▸ Prompt
Each line in the listing below that contains "Thanks" should be returned.

▸ Data for processing
PR #7958, opened 2021-11-24
fix: missing initializer waring in esp_eth (IDFGH-6293)

b1ackviking:
add auto_nego_en initializer to ETH_DEFAULT_CONFIG

fixes the following warning:
```
<source>/esp-idf/components/esp_eth/include/esp_eth.h:144:5: warning: missing initializer for member 'esp_eth_config_t::auto_nego_en' [-Wmissing-field-initializers]
     }
     ^
note: in expansion of macro 'ETH_DEFAULT_CONFIG'
   esp_eth_config_t config = ETH_DEFAULT_CONFIG(pMac, pPhy);
```

### DIFF
--- a/components/esp_eth/include/esp_eth.h
+++ b/components/esp_eth/include/esp_eth.h
@@ -43,12 +43,6 @@ typedef struct {
     uint32_t check_link_period_ms;
 
     /**
-     * @brief Configuration status of PHY autonegotiation feature
-     *
-     */
-    bool auto_nego_en;
-
-    /**
     * @brief Input frame buffer to user's stack
     *
     * @param[in] eth_handle: handle of Ethernet driver


Alvin1Zhang:
Thanks for your contribution.

components/esp_eth/include/esp_eth.h
```diff
@@ -136,6 +136,7 @@ typedef struct {
         .mac = emac,                     \
         .phy = ephy,                     \
         .check_link_period_ms = 2000,    \
+        .auto_nego_en = true,            \
```
kostaond, line 139: Thank you for pointing this issue out. This is really a mistake. However, proper fix should be removing `auto_nego_en` member from `esp_eth_config_t` structure.  `auto_nego_en` configuration member is not used anywhere and auto-negotiation should be only configurable via `esp_eth_ioctl` function from user's perspective. Could you please fix it in that way?

kostaond (commented):
Thanks for your contribution. You found a real issue. However, it should be fixed a little bit differently, please have a look below.

Just a reminder, please ensure you comply with all bullets stated [here](https://docs.espressif.com/projects/esp-idf/en/latest/esp32/contribute/index.html). If you already do, please ignore this reminder.

components/esp_eth/include/esp_eth.h
b1ackviking: Sure, I will push that in the next commit. Thanks!

kostaond: Thank you for the fix. However, could you please squash the commits into one as stated in the link provide above?

b1ackviking: I squashed the commits now.

kostaond (approved):

kostaond:
sha=2b944ca056849a6c5c1fbd105a8b8936a9088e54

PR #7966, opened 2021-11-25
Changed argument pointer to correct data (IDFGH-6303)

tbravenec:
The queue packet function expects the header and the payload of the packet. recv_buf contains also the rx_ctrl structure resulting in writing incorrect data into the pcap file


Alvin1Zhang:
Thanks for your contribution.

kostaond (approved):
This is really a mistake. Thank you for the fix!

kostaond:
sha=25934167bd2c8d5c56fbcf19455b625b9763c3e8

▸ Finished task
Thanks for your contribution.
Thanks for your contribution. You found a real issue. However, it should be fixed a little bit differently, please have a look below.
b1ackviking: Sure, I will push that in the next commit. Thanks!
Thanks for your contribution.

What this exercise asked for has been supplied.